Troubleshooting¶

This document contains troubleshooting instructions for common issues that you may encounter when using vLLM Hardware Plugin for Intel® Gaudi®.

FP8 model fails when torch compile is enabled¶

If your Floating Point 8-bit (FP8) model is not working when torch compile is enabled and you receive the following error, the issue is likely caused by the Runtime Scale Patching feature.

AssertionError: Scaling method "ScaleMethodString.ACT_MAXABS_PCS_POW2_WEIGHT_MAXABS_PTS_POW2_HW" is not supported for runtime scale patching (graph recompile reduction)
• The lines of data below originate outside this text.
PR #2413, opened 2023-10-26
#2396 Fix: choose correct keys for message encryption

### LINKED ISSUE #2396: Fix choosing correct key for message encryption
When WKD returns multiple keys for recipient, app should choose valid ~key~ **keys** for encrypting message.
Currently when there are multiple keys app seems to use just the first one.

Example:
Recipient has 2 public keys - one which can be used only for signing, and second one which can be used for encryption too. App fetches both these keys, but when trying to encrypt message it shows error `could not find valid encryption key`, so looks like it tries to use `only for signing` key to encrypt message, but it should choose key which can be used for encryption.

ioanmo226:
This PR fixed choosing correct key for message encryption

close #2396 // if this PR closes an issue

- Tests added or updated

### To be filled by reviewers


FlowCrypt/Functionality/Services/Compose Message Helper/ComposeMessageHelper.swift
```diff
@@ -210,8 +210,15 @@ final class ComposeMessageHelper {
                 shouldUpdateLastUsed: true
             ).map(\.armored).joined(separator: "\n")
             let parsed = try await core.parseKeys(armoredOrBinary: armoredPubkeys.data())
+            // Fetch public keys which are usableForEncryption
+            // https://github.com/FlowCrypt/flowcrypt-ios/issues/2396
+            // Also fetch revoked or expired keys so that we can display correct error message
+            // UI Test title: sending message to user with expired/revoked public key produces modal
+            let keyDetails = parsed.keyDetails.filter {
+                $0.usableForEncryption || $0.revoked || !$0.isNotExpired
+            }
```
sosnovsky, line 219: probably we should also import sign-only keys to show appropriate error (in the case when there are no valid keys)?
as we already do for revoked and expired keys

appium/tests/specs/mock/composeEmail/CheckSignOnlyKey.spec.ts
```diff
@@ -0,0 +1,52 @@
...
+    const recipient = MockUserList.signOnlyKey;
+    const subject = 'sign only key subject';
+    const message = 'sign only key message';
+
+    mockApi.fesConfig = MockApiConfig.defaultEnterpriseFesConfiguration;
+    mockApi.ekmConfig = MockApiConfig.defaultEnterpriseEkmConfiguration;
+    mockApi.addGoogleAccount('e2e.enterprise.test@flowcrypt.com');
+    mockApi.attesterConfig = {
+      servedPubkeys: {
+        [MockUserList.signOnlyKey.email]: MockUserList.signOnlyKey.pub!,
```
sosnovsky, line 25: let's test original issue - user should have sign-only key and another one usable for encryption. and then we should check that app correctly chooses usable for encryption key

ioanmo226: variable name might be incorrect. but this key contains sign-only key plus normal key(usable for encryption)

FlowCrypt/Functionality/Services/Compose Message Helper/ComposeMessageHelper.swift
ioanmo226: I think we are seeking to only import correct key (usable for encryption) for message encryption in this issue?

sosnovsky: No, we should import all keys, but choose only valid ones when encrypting message, or show error message if there are no valid keys for recipient.

In current implementation if user manually imported sign-only key for recipient, then recipient email will be green when composing message, but when you tap `Send` button there will be error message `One or more of your recipients don't have encryption set up`. Which can be confusing for users, as key for recipient was imported and email was green when composing.

So it'll be better to validate keys before encrypting message and show appropriate error message.

appium/tests/specs/mock/composeEmail/CheckSignOnlyKey.spec.ts
sosnovsky: Got it, but having 2 different keys (not subkeys) should be more close to real situation.
We can use existing mock user (for example `robot@flowcrypt.com`) and add sign-only key as `pubSignOnly` property.

tomholub:
the title should say "correct keys" not "correct key". hopefully the implementation reflects that, didn't check

FlowCrypt/Functionality/Services/Compose Message Helper/ComposeMessageHelper.swift
ioanmo226: Could you please explain more about how we should proceed with this user which includes sign-only key?

Recipient status(maybe yellow or green?), what error message should I show when user choose to send message?, do we still have to allow user to send message in this case?

ioanmo226: Let's say recipient has 2 valid keys and 1 signing-only key.
Does above mean user won't send encrypted message in this case?

ioanmo226: Also does this mean we won't save draft in this case?

sosnovsky: > Let's say recipient has 2 valid keys and 1 signing-only key. Does above mean user won't send encrypted message in this case?

No, in this case we should use 2 valid keys and encrypt message with them. So message won't be send only in case when recipient doesn't have any valid key.

> Also does this mean we won't save draft in this case?

We should save draft in this case, but encrypt it only with current user private key (like it's saved when user composed draft but didn't set any recipient)

sosnovsky: > So we also need to show error message alert only when user doesn't have any valid key(like current sign-only key)

Correct. So if user has any valid key which can be used for encryption - we should use it (or if he has several valid keys, we should use all of them). If no valid key found - then appropriate error message should be shown.

sosnovsky:
I also think it'll be useful to have ability to send unencrypted message to recipient without valid keys, but it'll be for another issue.

For example, user tries to send message to recipient with expired key (or sign-only key) - currently we just show modal saying `recipient has expired key, please contact him`. But to message this recipient user will need to use another email client.

Here we can add button `Send unencrypted message` to error modal, tapping on it will open another compose screen with predefined text:
```
Hi,

I tried to compose encrypted message to you, but your public key is expired|revoked|sign-only.
Can you please share your valid public key.

Thanks
```

FlowCrypt/Functionality/Services/Compose Message Helper/ComposeMessageHelper.swift
ioanmo226: Hmm.. white text color doesn't look good on yellow background. Also yellow text color doesn't look good on white background.
So I'm thinking to use dark yellow like below(3rd and 4th image).

image
image
image
image

sosnovsky: Dark yellow is definitely better 👍

sosnovsky (commented):
Works great now 👍 Let's just rename some variables to be consistent

sosnovsky (approved):
👍

PR #2422, opened 2023-11-01
#2414 Show links to remote images

### LINKED ISSUE #2414: Show links to remote images
Was not sure where to post this - but on IOS Mobile Flowcrypt App there is no button for "Show Remote Images" - it just says in text "Remote content blocked for your privacy" and I cant find any settings to allow loading of remote images (which in case of some email I am getting is essential to approve security requests (they come as image with link and flowcrypt mobile does not load neither the image nor the link - while in gmail on desktop it loads images and links fine)

_Originally posted by @kubadoki in https://github.com/FlowCrypt/flowcrypt-browser/issues/4759#issuecomment-1780933675_

ioanmo226:
This PR implemented feature to show links to remote images

close #2414 // if this PR closes an issue
image

- Tests added or updated

### To be filled by reviewers


ioanmo226:
@sosnovsky Could you check current implementation if it's implemented correctly?
After I'll start to work on adding UI test.

sosnovsky:
> @sosnovsky Could you check current implementation if it's implemented correctly? After I'll start to work on adding UI test.

Implementation looks correct, but I noticed a small bug - some characters are rendered in wrong encoding:

it's message from github about your comment, in original message there is `—`
Screenshot 2023-11-01 at 23 17 16

in original message there is a space:
Screenshot 2023-11-01 at 23 20 22

And another issue is that previous thread replies are not hidden with 3-dots button, it causes `check thread rendering and archived message actions` ui test fail.

sosnovsky (commented):
I found another issue:
- send plain unencrypted message from Gmail web
- try to reply to it from FlowCrypt iOS app
- compose screen will show html code of original message, not plain text
Screenshot 2023-11-02 at 14 51 24

Also in unencrypted threads disappeared `>` symbols for previous replies (I'll send  comparison screenshots to your email)

ioanmo226:
Thank you. Nice find :-).
let me fix it

ioanmo226:
For this one do we have to display `text` content or html content which is translated into NSAttributedString?

> I found another issue:

sosnovsky:
> For this one do we have to display `text` content or html content which is translated into NSAttributedString?

let's show `text` content for reply compose, without remote images

ioanmo226:
OK

ioanmo226:
@sosnovsky, wrestling with HTML because we need to pluck out img tags from an HTML string and turn them into links. I’m hitting a snag with parsing quotes, though.

Here are a couple of solutions I'm considering:

- Whip up a regex to sniff out the gmail_quote class and split the quoted content from the main.
- Leverage a third-party library like SwiftSoup to navigate the HTML and isolate gmail_quote, separating the quoted and main content afterward.

What do you think? Got any slicker ideas?

https://github.com/FlowCrypt/flowcrypt-ios/blob/c8f746418c5bb2d166139912031317b413d0a2d6/FlowCrypt/Functionality/Mail%20Provider/Message%20Provider/ProcessedMessage.swift#L116

https://github.com/FlowCrypt/flowcrypt-ios/blob/c8f746418c5bb2d166139912031317b413d0a2d6/FlowCrypt/Functionality/Mail%20Provider/Message%20Provider/ProcessedMessage.swift#L128

image

sosnovsky:
I checked how it's implemented on Android - it just uses plain text from initial message, without image links:

Screenshot 2023-11-03 at 21 57 59

Probably it'll be easier to implement than trying to parse plain text from html?

ioanmo226:
I've checked and found that in the Android version, the app sanitizes the HTML and directly displays it in the EmailWebView, rather than using plain text, which contrasts with how things are handled in the iOS app.

In iOS app, we're trying to parse out the main content and quotes from the HTML to differentiate primary content from quoted messages, with the latter being accessible via a '3 dots' button. (As you know parsing main content and quote from plain text is already done in iOS. but as we want to display img links, we need to use html content.)

As of now, this parsing feature isn't present in the Android app, and it seems this could be linked to the absence of thread list functionality.

Do correct me if I've gotten anything wrong.

cc: @DenBond7

sosnovsky:
What if we'll additionally sanitize `processedMessage.fullText` and remove all html tags before sending it to compose screen here - https://github.com/FlowCrypt/flowcrypt-ios/blob/dae6c8edf128fe348c4d9b788c824ae906e74074/FlowCrypt/Controllers/Threads/ThreadDetailsViewController%2BTapActions.swift#L212

ioanmo226:
Sorry @sosnovsky .
I'm talking about thread detail screen(Not compose screen)
In thread detail page, we have to split main content and quoted content like below image. But current problem is we don't have way to parse quote & main content from html content.

image

sosnovsky:
> Sorry @sosnovsky . I'm talking about thread detail screen(Not compose screen) In thread detail page, we have to split main content and quoted content like below image. But current problem is we don't have way to parse quote & main content from html content.

What if we'll just use regex to extract quote content from `.gmail_quote` div?

ioanmo226:
Yep. It is same as my 1st suggested solution.
But one thing I worry is that  processing html with regex might produce another issues (like not displaying contents correctly).

> Whip up a regex to sniff out the gmail_quote class and split the quoted content from the main.
> Leverage a third-party library like SwiftSoup to navigate the HTML and isolate gmail_quote, separating the quoted and main content afterward.

sosnovsky:
> Yep. It is same as my 1st suggested solution.

Oops, missed it 👍

> But one thing I worry is that processing html with regex might produce another issues (like not displaying contents correctly).

I think it should be ok, as we won't make any complex transformations - just parse `div.gmail_quote` content, should work well. Also it'll be applied only to non-encrypted messages, as we don't have html in encrypted ones.

ioanmo226:
@sosnovsky Fixed above issues. Please check again.
Code looks a bit messy though :-(

sosnovsky (commented):
It works better now, but still there are issues with rendering quote content in some threads, as parsing html and removing tags sometimes leads to broken rendering (your assumption about issues with incorrect contents display was correct)

Some possible solutions:
- use plain text message body for quote content and html message body for message content
- add separate action `show html version` in 3-dots message menu
- try to render html content like it's currently implemented on Android - I haven't noticed issues with rendering quotes content there

What do you think about mentioned solutions?

ioanmo226:
What issues do you have while rendering quote content?

Also here are my thoughts for your solutions

1. So you mean you only have issues while rendering quote content? you do not notice issues while rendering main content?
2. Even though we implement `show html version`, we will have same issues when user clicks `show html version` button?
3. This way, we will lose `3 dots toggle` button which would toggle quote content view.

sosnovsky:
> So you mean you only have issues while rendering quote content? you do not notice issues while rendering main content?

Initially I noticed only quoted content issues, for example when using `text` body different quote levels are differentiated by different number of `>` in the beginning of the line, while in `html` body they indented with tabs which are removed when html is sanitized, so all previous quotes are on the same level.

But then I found that it affects also main content of messages too, as `html` body usually includes additional markup and just removing tags leads to broken message structure. Like this message from Google:

current PR


App Store version


Android


> Even though we implement show html version, we will have same issues when user clicks show html version button?

Original issue reported by user was that he wasn't able to approve security requests because image with link wasn't loaded in FlowCrypt app. Separate `show html version` button will allow to load full html version, which will include all images and links. And broken rendering of quoted content shouldn't be too critical there.

> This way, we will lose 3 dots toggle button which would toggle quote content view.

Yeah, that's why it's difficult to choose which solution will be the best one, all of them have pros and cons :)
I prefer this one, it should make rendered content look better, as even current implementation with `text` body has some flaws like unnecessary newlines (they're presented in the screenshot from App Store version).

So if we'll be able to separate quoted content from html body - it should give us the best result.

ioanmo226:
> I prefer this one, it should make rendered content look better

ioanmo226:
Sorry but which one do you mean?
> I prefer this one, it should make rendered content look better

sosnovsky:
> Sorry but which one do you mean?
> 
> > I prefer this one, it should make rendered content look better

This one - `try to render html content like it's currently implemented on Android`

ioanmo226:
You mean just display html content in WebView after sanitizing html? (Without `show quoted content` button`).
Also only for regular plain emails?

sosnovsky:
> You mean just display html content in WebView after sanitizing html? (Without `show quoted content` button`). Also only for regular plain emails?

Removing `show quoted content` button will make some threads too long for scrolling (as it was reason for adding such button). So it'll be great to find solution for splitting quoted content even in `html` body and then probably have 2 webviews - for message and for quoted content (which will be shown after `show quoted content` button tap)

ioanmo226:
How about my previous suggestion then?

> Leverage a third-party library like SwiftSoup to navigate the HTML and isolate gmail_quote, separating the quoted and main content afterward.

sosnovsky:
> How about my previous suggestion then?
> 
> > Leverage a third-party library like SwiftSoup to navigate the HTML and isolate gmail_quote, separating the quoted and main content afterward.

Yeah, it can be helpful in splitting email html, but to start with let's try to render `html` body in web view instead of current plain text. To check how it looks and how quoted content is rendered. For now, no need to split message and quoted content, let's render it as on Android.

ioanmo226:
@sosnovsky Please check this implementation

sosnovsky:
> @sosnovsky Please check this implementation

Looks promising - content looks better formatted comparing to html converted to plain text.
I think it's a correct direction, just need to some improvements:
- we strip too much tags, so `style="..."` is removed too and it breaks some styles
- sometimes web view height calculated incorrectly and there are a lot of empty space in the bottom
- most messages have a white background, which looks too bright when app is in dark mode, maybe there is some way to adapt email html to dark mode
- messages font is too small and difficult to read, comparing to other UI texts

FlowCryptUI/Cell Nodes/ThreadDetailWebNode.swift
```diff
@@ -0,0 +1,46 @@
...
+    private let input: ThreadDetailWebNode.Input
+
+    private let webViewNode = CustomWebViewNode()
+
+    public init(input: ThreadDetailWebNode.Input) {
+        self.input = input
+
+        super.init()
+        addLeftBorder(width: .threadLeftBorderWidth, color: UIColor(hex: "777777"))
+        webViewNode.setHtml("<style>* {font-size: 20pt;} </style>" + (input.message ?? ""))
```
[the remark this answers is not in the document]
ioanmo226: Yep. sounds good!

ioanmo226:
Do you want to leave `style` tag when stripping?
> we strip too much tags, so style="..." is removed too and it breaks some styles

sosnovsky:
> Do you want to leave `style` tag when stripping?

Yes, let's try to leave it, as it shouldn't affect app security, I think

ioanmo226:
I'm not expert at this security stuff but I think we might consider about CSS Injection via style tag?

https://www.getastra.com/blog/knowledge-base/guide-on-css-injection-prevention/

sosnovsky:
> I'm not expert at this security stuff but I think we might consider about CSS Injection via style tag?
> 
> https://www.getastra.com/blog/knowledge-base/guide-on-css-injection-prevention/

Seems like it applies only to opening such HTML in browser, where injection can fetch some data. While WKWebView is isolated web view, which just renders provided HTML so it shouldn't leak any user data.

It's also possible to completely disable JS in WKWebView - https://developer.apple.com/documentation/webkit/wkwebpagepreferences/3552422-allowscontentjavascript, so no malicious code will be executed.

ioanmo226:
Sounds good. Thank you

appium/tests/specs/mock/inbox/CheckRemoteImageRendering.spec.ts
```diff
@@ -0,0 +1,35 @@
...
+      await SetupKeyScreen.setPassPhrase();
+      await MailFolderScreen.checkInboxScreen();
+
+      await MailFolderScreen.clickOnEmailBySubject(subject);
+      await EmailScreen.checkOpenedEmail(sender, subject, message);
+
+      // TODO: Check if WKWebView content contains remote content blocked image content. Couldn't seem to find a way to check WKWebView content
+      // https://discuss.appium.io/t/appium-and-wkwebview/4769/10
+      // await EmailScreen.checkEmailText(remoteContentBlockedMessage);
+      // await EmailScreen.checkEmailText('[img]');
```
ioanmo226, line 32: I left this as a `TODO` as I couldn't find way to check WKWebView content in appium.
https://discuss.appium.io/t/appium-and-wkwebview/4769/10.

@sosnovsky Do you know the way to check appium content?

sosnovsky:
> @sosnovsky As you can see, Core unit test fails because of `background` property not removed from style attribute. Like below leak html (which background css is in background). Are we fine to remove those checks?

No, let's leave these checks - it seems `html-sanitize` allows filtering of css styles (https://github.com/apostrophecms/sanitize-html?tab=readme-ov-file#allowed-css-styles), let's try to remove `background` properties which have `url` in value, so no remote content will be loaded

appium/tests/specs/mock/inbox/CheckRemoteImageRendering.spec.ts
sosnovsky: Probably we should enable web views debugging as described in Appium's docs - https://github.com/appium/appium-xcuitest-driver/blob/master/docs/device-preparation.md#enable-web-testing-availability

ioanmo226: Hmmm.. enabled web views debugging by setting `isInspectable` to true but still email body text becomes null.
Digging deeper now

sosnovsky: Probably we can just replace this test with Swift unit test, which will check that `Core.parseDecryptMsg` adds `remote content is blocked` text and replaces remote images with links

ioanmo226: Might be better to add webview content check logic for the future testing I think.

ioanmo226:
@sosnovsky Ready for review. Please check. Thank you

sosnovsky (commented):
Great job 👏 I like how messages look with these updates, but some improvements still needed:
- change font to iOS system font, it can be done by adding `<style>` tag after `<meta name="viewport" ...` line:
```html
<meta name="viewport" ... >
<style>* { font-family: -apple-system, "Helvetica Neue", sans-serif; }</style>
```
- support for dark mode (as currently messages always have white background) can be added in `<style>` tag too:
```css
:root { color-scheme: light dark; supported-color-schemes: light dark; }
```
And then we can set background in dark mode to be the same as app background using
```css
@media (prefers-color-scheme: dark) {
  :root {
    background-color: OUR_IOS_DARK_BACKGROUND;
    color: white;
  }
}
```
- web view has additional side paddings (around 8px, I think), let's remove it so web view text will be the same width as text in encrypted message. Maybe it's can be done through CSS too (like `html, body { padding: 0 !important; margin: 0 !important; }`) or by increasing width of web view.

ioanmo226:
Sounds good 👍 
> change font to iOS system font, it can be done by adding <style> tag after <meta name="viewport" ... line:

Oops. Missed it. Thank you for your notice
> support for dark mode (as currently messages always have white background) can be added in <style> tag too:

OKay
> web view has additional side paddings (around 8px, I think)

ioanmo226:
@sosnovsky It looks great with your suggestions. Thanks.
Please check.

FlowCryptUI/Cell Nodes/ThreadDetailWebNode.swift
```diff
@@ -0,0 +1,65 @@
...
+                <meta name="viewport" content="width=device-width, initial-scale=1.0, maximum-scale=1.0, minimum-scale=1.0, user-scalable=no">
+                <style>
+                    * { font-family: -apple-system, "Helvetica Neue", sans-serif; }
+                    :root { color-scheme: light dark; supported-color-schemes: light dark; }
+                    @media (prefers-color-scheme: dark) {
+                      :root {
+                        background-color: #2D2C2E;
+                        color: white;
+                      }
+                    }
```
sosnovsky, line 38: looks great now, just need to update links color in dark mode as currently they're quite difficult to read:
Screenshot 2023-11-23 at 11 49 42

let's use the same color as for links in encrypted messages:
Screenshot 2023-11-23 at 15 13 40

FlowCryptUI/Cell Nodes/ThreadDetailWebNode.swift
```diff
@@ -0,0 +1,65 @@
...
+        """)
+        node.style.flexGrow = 1.0
+        return node
+    }()
+
+    public init(input: ThreadDetailWebNode.Input) {
+        self.input = input
+
+        super.init()
+        addLeftBorder(width: .threadLeftBorderWidth, color: UIColor(hex: "777777"))
```
sosnovsky, line 52: let's make a named color from `UIColor(hex: "777777")`, for example `plainTextBorder`, and use it here and in other places where `777777` color is used

appium/tests/screenobjects/email.screen.ts
```diff
@@ -1,6 +1,7 @@
 import BaseScreen from './base.screen';
 import { CommonData } from '../data';
 import ElementHelper from '../helpers/ElementHelper';
+import WebView from 'tests/helpers/WebView';
```
sosnovsky, line 4: can be replaced with `../helpers/WebView` for consistency

sosnovsky (commented):
Well done, just a couple small fixes left and then let's work on hiding/showing quote text in another PR

FlowCryptUI/Cell Nodes/ThreadDetailWebNode.swift
ioanmo226: Sounds good!

FlowCryptUI/Cell Nodes/ThreadDetailWebNode.swift
ioanmo226: Okay

sosnovsky (commented):
Oops, just noticed that issue from earlier reviews is still present (https://github.com/FlowCrypt/flowcrypt-ios/pull/2422#pullrequestreview-1710176791):
- send non-encrypted message from Gmail web interface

The default Runtime Scale Patching feature does not support the scaling method that your workload is using for the FP8 execution. To fix the issue, disable Runtime Scale Patching when running this model by exporting RUNTIME_SCALE_PATCHING=0 in your environment.

Server error occurs when setting max_concurrency¶

If setting max_concurrency causes the following error, the specified value is likely incorrect.

assert num_output_tokens == 0, \
(EngineCore_DP0 pid=545) ERROR 10-13 06:03:56 [core.py:710] AssertionError: req_id: cmpl-benchmark-serving39-0, 236

vLLM calculates the maximum available concurrency for current environment based on KV cache settings. To fix the issue, use the value printed in logs:

[kv_cache_utils.py:1091] Maximum concurrency for 4,352 tokens per request: 10.59x

In this example, the correct max_concurrency value in this specific scenario is 10.

Out-of-memory errors occur during inference¶

Factors such as available HPU memory, model size, and input sequence length may prevent the standard inference command from running successfully for your model, potentially resulting in out-of-memory (OOM) errors. To address these errors, consider the following recommendations:

Increase gpu_memory_utilization to a higher value than the default 0.9. To address memory limitations, vLLM pre-allocates HPU cache using the percentage of memory defined by gpu_memory_utilization. Increasing this value allocates more space for the KV cache.
Increase tensor_parallel_size to a higher value than the default 1. This method distributes the model weights across HPUs, increasing the memory available for the KV cache on each HPU.
Decrease max_num_seqs or max_num_batched_tokens: It may reduce the number of concurrent requests in a batch, leading to lower KV cache usage.
Disable HPU Graphs completely by switching to any other execution mode to maximize KV cache space allocation.